**Your assignment:**
Your job is to write out each record exactly, leaving none out.

[Saved entries]
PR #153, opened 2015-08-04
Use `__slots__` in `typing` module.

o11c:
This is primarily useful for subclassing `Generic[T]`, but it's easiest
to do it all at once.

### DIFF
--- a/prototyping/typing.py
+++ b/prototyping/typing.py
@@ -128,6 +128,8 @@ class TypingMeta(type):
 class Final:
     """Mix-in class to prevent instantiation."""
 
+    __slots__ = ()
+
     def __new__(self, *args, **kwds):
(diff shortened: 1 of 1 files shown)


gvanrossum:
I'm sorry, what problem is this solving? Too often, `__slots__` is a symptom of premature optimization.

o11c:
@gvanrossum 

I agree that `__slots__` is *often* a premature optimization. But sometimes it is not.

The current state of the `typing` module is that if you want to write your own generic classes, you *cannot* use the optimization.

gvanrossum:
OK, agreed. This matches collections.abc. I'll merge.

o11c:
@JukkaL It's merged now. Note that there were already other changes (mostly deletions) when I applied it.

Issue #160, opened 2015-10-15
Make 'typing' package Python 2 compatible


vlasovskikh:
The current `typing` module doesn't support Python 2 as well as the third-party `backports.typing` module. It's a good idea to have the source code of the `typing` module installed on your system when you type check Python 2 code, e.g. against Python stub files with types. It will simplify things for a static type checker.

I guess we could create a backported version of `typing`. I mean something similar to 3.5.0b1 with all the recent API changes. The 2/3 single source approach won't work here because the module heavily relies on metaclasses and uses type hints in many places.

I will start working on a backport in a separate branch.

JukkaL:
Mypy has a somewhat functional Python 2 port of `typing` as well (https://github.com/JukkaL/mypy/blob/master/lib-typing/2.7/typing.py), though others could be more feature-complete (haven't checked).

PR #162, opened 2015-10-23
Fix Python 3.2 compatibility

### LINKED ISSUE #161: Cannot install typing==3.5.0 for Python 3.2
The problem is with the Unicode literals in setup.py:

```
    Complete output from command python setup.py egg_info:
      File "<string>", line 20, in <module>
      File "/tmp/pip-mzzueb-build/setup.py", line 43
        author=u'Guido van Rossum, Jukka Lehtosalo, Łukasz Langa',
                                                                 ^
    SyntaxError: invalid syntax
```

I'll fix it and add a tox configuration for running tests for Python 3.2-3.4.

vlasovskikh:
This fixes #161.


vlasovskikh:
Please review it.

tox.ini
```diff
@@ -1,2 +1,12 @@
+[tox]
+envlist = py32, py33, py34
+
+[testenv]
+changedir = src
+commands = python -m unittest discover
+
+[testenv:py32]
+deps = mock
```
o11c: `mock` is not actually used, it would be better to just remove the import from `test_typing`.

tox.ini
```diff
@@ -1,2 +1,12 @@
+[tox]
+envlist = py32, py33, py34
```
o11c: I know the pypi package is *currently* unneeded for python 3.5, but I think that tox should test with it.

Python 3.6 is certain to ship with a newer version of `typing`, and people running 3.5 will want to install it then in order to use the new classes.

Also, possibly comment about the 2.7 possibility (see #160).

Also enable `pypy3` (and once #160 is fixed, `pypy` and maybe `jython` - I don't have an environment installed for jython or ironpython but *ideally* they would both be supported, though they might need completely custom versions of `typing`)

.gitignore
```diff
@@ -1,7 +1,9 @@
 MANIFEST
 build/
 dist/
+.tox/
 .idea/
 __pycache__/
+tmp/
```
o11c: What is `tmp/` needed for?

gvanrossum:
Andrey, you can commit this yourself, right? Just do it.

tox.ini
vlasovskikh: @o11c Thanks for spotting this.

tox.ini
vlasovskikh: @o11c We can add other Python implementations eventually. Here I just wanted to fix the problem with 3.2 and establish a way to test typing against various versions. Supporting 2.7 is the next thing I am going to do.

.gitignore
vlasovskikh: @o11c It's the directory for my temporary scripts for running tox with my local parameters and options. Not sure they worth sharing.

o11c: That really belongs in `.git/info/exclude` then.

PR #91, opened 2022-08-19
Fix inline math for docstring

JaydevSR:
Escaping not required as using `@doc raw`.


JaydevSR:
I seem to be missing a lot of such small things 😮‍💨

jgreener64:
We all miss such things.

**Solution to this exercise:**
PR #153, opened 2015-08-04
Use `__slots__` in `typing` module.

o11c:
This is primarily useful for subclassing `Generic[T]`, but it's easiest
to do it all at once.

### DIFF
--- a/prototyping/typing.py
+++ b/prototyping/typing.py
@@ -128,6 +128,8 @@ class TypingMeta(type):
 class Final:
     """Mix-in class to prevent instantiation."""
 
+    __slots__ = ()
+
     def __new__(self, *args, **kwds):
(diff shortened: 1 of 1 files shown)


gvanrossum:
I'm sorry, what problem is this solving? Too often, `__slots__` is a symptom of premature optimization.

o11c:
@gvanrossum 

I agree that `__slots__` is *often* a premature optimization. But sometimes it is not.

The current state of the `typing` module is that if you want to write your own generic classes, you *cannot* use the optimization.

gvanrossum:
OK, agreed. This matches collections.abc. I'll merge.

o11c:
@JukkaL It's merged now. Note that there were already other changes (mostly deletions) when I applied it.

Issue #160, opened 2015-10-15
Make 'typing' package Python 2 compatible


vlasovskikh:
The current `typing` module doesn't support Python 2 as well as the third-party `backports.typing` module. It's a good idea to have the source code of the `typing` module installed on your system when you type check Python 2 code, e.g. against Python stub files with types. It will simplify things for a static type checker.

I guess we could create a backported version of `typing`. I mean something similar to 3.5.0b1 with all the recent API changes. The 2/3 single source approach won't work here because the module heavily relies on metaclasses and uses type hints in many places.

I will start working on a backport in a separate branch.

JukkaL:
Mypy has a somewhat functional Python 2 port of `typing` as well (https://github.com/JukkaL/mypy/blob/master/lib-typing/2.7/typing.py), though others could be more feature-complete (haven't checked).

PR #162, opened 2015-10-23
Fix Python 3.2 compatibility

### LINKED ISSUE #161: Cannot install typing==3.5.0 for Python 3.2
The problem is with the Unicode literals in setup.py:

```
    Complete output from command python setup.py egg_info:
      File "<string>", line 20, in <module>
      File "/tmp/pip-mzzueb-build/setup.py", line 43
        author=u'Guido van Rossum, Jukka Lehtosalo, Łukasz Langa',
                                                                 ^
    SyntaxError: invalid syntax
```

I'll fix it and add a tox configuration for running tests for Python 3.2-3.4.

vlasovskikh:
This fixes #161.


vlasovskikh:
Please review it.

tox.ini
```diff
@@ -1,2 +1,12 @@
+[tox]
+envlist = py32, py33, py34
+
+[testenv]
+changedir = src
+commands = python -m unittest discover
+
+[testenv:py32]
+deps = mock
```
o11c: `mock` is not actually used, it would be better to just remove the import from `test_typing`.

tox.ini
```diff
@@ -1,2 +1,12 @@
+[tox]
+envlist = py32, py33, py34
```
o11c: I know the pypi package is *currently* unneeded for python 3.5, but I think that tox should test with it.

Python 3.6 is certain to ship with a newer version of `typing`, and people running 3.5 will want to install it then in order to use the new classes.

Also, possibly comment about the 2.7 possibility (see #160).

Also enable `pypy3` (and once #160 is fixed, `pypy` and maybe `jython` - I don't have an environment installed for jython or ironpython but *ideally* they would both be supported, though they might need completely custom versions of `typing`)

.gitignore
```diff
@@ -1,7 +1,9 @@
 MANIFEST
 build/
 dist/
+.tox/
 .idea/
 __pycache__/
+tmp/
```
o11c: What is `tmp/` needed for?

gvanrossum:
Andrey, you can commit this yourself, right? Just do it.

tox.ini
vlasovskikh: @o11c Thanks for spotting this.

tox.ini
vlasovskikh: @o11c We can add other Python implementations eventually. Here I just wanted to fix the problem with 3.2 and establish a way to test typing against various versions. Supporting 2.7 is the next thing I am going to do.

.gitignore
vlasovskikh: @o11c It's the directory for my temporary scripts for running tox with my local parameters and options. Not sure they worth sharing.

o11c: That really belongs in `.git/info/exclude` then.

PR #91, opened 2022-08-19
Fix inline math for docstring

JaydevSR:
Escaping not required as using `@doc raw`.


JaydevSR:
I seem to be missing a lot of such small things 😮‍💨

jgreener64:
We all miss such things.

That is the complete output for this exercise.